You objectively know everybody else is wrong? That sounds like a Dogmatist, not a Scientist. It's true what they say, first an idea is ridiculed, then violently opposed, then accepted as common sense.
In this case, he literally did objectively know the people who didn't believe him we're wrong, unless he considered the possibility that he hallucinated the atomic pattern lol.
I know, I'm saying that he probably made sure that he had the right to think his observation was real.
Well, you need a certain temperature to overcome the activation energy required to overcome the electrostatic repulsion of the nuclei... as far as I know, cold fusion is totally at odds with known physics, that was all I was saying. Currently too drunk to look up further details... but the experiment was never successfully repeated anyway.
Keep trying, maybe one day you'll make a good post.
(Read Wayfaerer's obvious response which was freely available to the common sense of everybody who understood the basic message of what I said).
http://gallery.sealhat.com/albums/us...up_george2.jpg
> gets drunk
> researches nuclear physics
To be honest, nuclear physics is for noobs. Seriously.
Rocket science is for people who couldn't get into the special olympics.
Rocket scientists are just compensating for their small wieners.
Oh mah gawd a persecuted Israeli, who ever heard of such a thing. Well, good job anyhow.
I thought they were accounting for the mass as well. Nuclear fusion and coal do not produce excess anything, they change energy forms.
Er...
Energy is completely conserved. What's being referred to is the useful work. If you put say 10MW in and only get 5MW of usable power out of it, that still adds up to a total of 15MW. The goal of current fusion experiments is to obtain a Q value of >1, where you get more usable energy out of the fusion reaction than you used to start and contain the reaction in the first place.
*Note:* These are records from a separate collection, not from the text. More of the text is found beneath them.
PR #533, opened 2024-07-03
fix: log error on missing required fields when finding with fields selection

### LINKED ISSUE #532: Logging errors emitted for find requests with fields selection not including required fields
I've seen many changes being pushed directly to main and it makes it harder to track the changes.

Right now I have an issue where the lib is logging errors for required fields on count queries which is non-sense and I cannot figure out from where that change came

the first commit I tracked is this one https://github.com/sensedeep/dynamodb-onetable/commit/e20250a6eaf27e4441e25dfdc9797304ed728efe but the message was already there from another commit.

I need help figuring this out.

Also, CI is failing for all pushes directly to main what makes my confidence on the lib quality decrease.

onhate:
fix #532

### DIFF
--- a/src/Model.js
+++ b/src/Model.js
@@ -1136,11 +1136,12 @@ export class Model {
                 }
             } else if (value === undefined) {
                 if (field.required) {
-                    /*  
-                        Transactions transform the properties to return something, but 
-                        does not have all the properties and required fields may be missing)
+                    /*
+                        Transactions transform the properties to return something, but
+                        does not have all the properties and required fields may be missing).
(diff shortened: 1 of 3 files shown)


mobsense:
Thank you!

revmischa:
What should I do if I add a new `required` field but still have old objects in my DB which lack a value for that field? Now this is giving me errors for those objects.

mobsense:
The code will emit a log message but will otherwise work.

You can set the {noerror: true} param to suppress the message in 2.7.5.

The real solution is to do a migration to update old items that now don't match the schema.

The energy produced also comes from converting some of the mass. No violation of thermodynamics whatsoever... this is basic basic stuff.
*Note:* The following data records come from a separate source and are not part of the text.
PR #535, opened 2024-07-15
Add (multidimensional) enum array typing

thoom76:
### Context
Assume we have the following schema:
```ts
export const TheSchema {
	...,
	models: {
	    SomeModel: {
	        brands: {
	            type: Array,
                    required: true,
	            items: {
                        type: String,
	                enum: Object.values(Brand)
	            }
	        }
	    }
	}
}
```
the following Entity type:
```ts
export type SomeModelEntity = Entity<typeof TheSchema.models.SomeModel>;
```
and the following code:
```ts
const {brands}: SomeModelEntity = {
	...
}
```

### Previously
when we check the type of `brands` we're seeing that it has the type `string[]` instead of the type `Brand[]`

### New
When we check the type of `brands` we'll see that it has type `Brand[]`

### DIFF
--- a/src/Model.d.ts
+++ b/src/Model.d.ts
@@ -100,7 +100,9 @@ export type OneSchemaParams = {
 /*
     Entity field signature generated from the schema
  */
-type EntityField<T extends OneField> = T['enum'] extends readonly EntityFieldFromType<T>[]
+type EntityField<T extends OneField> = T['items'] extends object
+  ? EntityField<T['items']>[]
+  : T['enum'] extends readonly EntityFieldFromType<T>[]
     ? T['enum'][number]
     : EntityFieldFromType<T>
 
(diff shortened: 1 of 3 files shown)


mobsense:
thank you. We'll test this out.

Michael

thoom76:
@mobsense Fixed the typing issue, do you want me to create tests for the typing itself?

mobsense:
Is that possible?

thoom76:
Added the tests :+1:

thoom76:
@mobsense Idk if you guys are aware of it. When simply cloning the repo, making some changes and running `npm run test` locally results in succeeding tests while the CI/CD pipeline fails.

mobsense:
Thank you for the patch.

mobsense:
> @mobsense Idk if you guys are aware of it. When simply cloning the repo, making some changes and running `npm run test` locally results in succeeding tests while the CI/CD pipeline fails on the same changes. Running `nvm use 20 && npm ci && npm run build --if-present && npm run lint --if-present && npm run test:v2 && npm run test:v3` like the pipeline job did the work for me to get the same results.

Not really sure what you mean. The CI/CD seems to be working fine. When does it not work?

I don't know much about the cold fusion experiment, but like I said, I thought it was energy unaccountable by the mass reduction. I thought it had something to do with the the mysterious excess energy they would need to overcome the repulsion of the nuclei without a catalyst.
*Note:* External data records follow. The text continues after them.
PR #542, opened 2024-12-20
Add ability to use a field-specific custom generate function 

bozzaj:
While there is the ability to have a custom generate function at the Table level, there is no way to have something unique to a field. Originally, I was thinking to add support for uuidv7 to the set of built-in ID generators, but this patch just extends the model configuration to support a generate function specific to any field.

Tests are written with a uuidv7-like generate function, but wouldn't necessarily be a replacement for an official uuidv7 library.


dev-embedthis:
Thank you.

bozzaj:
@dev-embedthis I noticed that a 2.7.6 version was generated for this, but that version isn't available as an npm package yet. Does this project have a different process on when the npm packages are published?

See here: https://www.npmjs.com/package/dynamodb-onetable

dev-embedthis:
We are doing final test on this cut before releasing as NPM package. 

We release here first to get some final feedback before releasing on NPM which is our primary delivery vehicle.

dev-embedthis:
Expect release this coming week.

PR #549, opened 2025-02-21
Fix: cannot remove objects by setting to null

AlexStansfield:
I'm not sure how this hasn't affected us before, but today we found that we were unable to remove an object with schema field from an item by setting it to null (as works with scalar fields). Instead it throws an error.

Well with cold fusion I haven't heard of any peer-reviewed evidence from a reputable source for it actually occurring, much less any mechanism that would lower the activation energy for the reaction, unlike Muon-catalysed fusion.
In any case, thermodynamics states that the reaction pathway is irrelevant when it comes to the total energy released in the reaction. So if the same reaction released different amounts of energy through different pathways that would indeed be a violation of thermodynamics.
"you need a certain temperature to overcome the activation energy required to overcome the electrostatic repulsion of the nuclei"
Why so confused? It's pretty simple bro.
Your off topic (although this topic is off topic lol). The experiments in question when someone says "Cold Fusion" do not use such catalysts. Also, muons do not "rearrange" the electromagnetic force, they bring the nuclei closer together by replacing electrons in atoms.
"Rearrange" might not be the best word, but catalysts do change the required activation energy, which is my point. Also, you don't necessarily need a traditional catalyst. For example, a well-designed particle accelerator could achieve net gain fusion without needing a high ambient temperature in any non-negligible space*.
*Technically, you could say that an individual particle has a certain temperature depending on its energy, but that's a big stretch. Temperature, as a concept, is meant to talk about large numbers of particles.